= Raw data =
────────────────
PR #2814, opened 2020-05-14
Memory wise sql migration

mitch2na:
I had an issue with a big sql migration consuming the memory on the running machine. This fixed the issue for me so figured i would submit a PR with a suggestion on how to address the issue

### DIFF
--- a/flyway-core/src/main/java/org/flywaydb/core/internal/sqlscript/ParserSqlScript.java
+++ b/flyway-core/src/main/java/org/flywaydb/core/internal/sqlscript/ParserSqlScript.java
@@ -82,13 +82,14 @@ public class ParserSqlScript implements SqlScript {
                 SqlStatement sqlStatement = sqlStatementIterator.next();
                 if (inMemory) {
                     long freeMemory = getFreeMemory();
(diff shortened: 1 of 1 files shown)


MikielAgutu:
Thank you for the contribution. Can you explain in a bit more detail the problem you experienced, and how these changes fix that problem?

mitch2na:
Yea for sure, the issue occurs when the machine you are running flway from, has no memory left to process the sql migration script, since each migration loads all its statements into an array before executing.

For example, i have a 1 gb server that needed to run a 5 gb sql migration script. Eventually i ran out of memory and the server hangs.

This PR monitors the memory while it's loading sql statements into the array, if it notices the machines free memory is less than 300,000 bytes or 0.03 mb it switches to changing SqlStatementIterator to be a buffered file reader.

MikielAgutu:
This should already be solved with the [`stream` configuration option](https://flywaydb.org/documentation/commandline/migrate#stream). It's for Flyway Pro & Enterprise customers only.

mitch2na:
Ahh gotcha! Okay ill just have to use my fork moving forward for my project. Thanks for the pointing me to the docs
────────────────
= What to work on =
Locate the word "main" in the records and collect each line it appears in.

= The completed task =
--- a/flyway-core/src/main/java/org/flywaydb/core/internal/sqlscript/ParserSqlScript.java
+++ b/flyway-core/src/main/java/org/flywaydb/core/internal/sqlscript/ParserSqlScript.java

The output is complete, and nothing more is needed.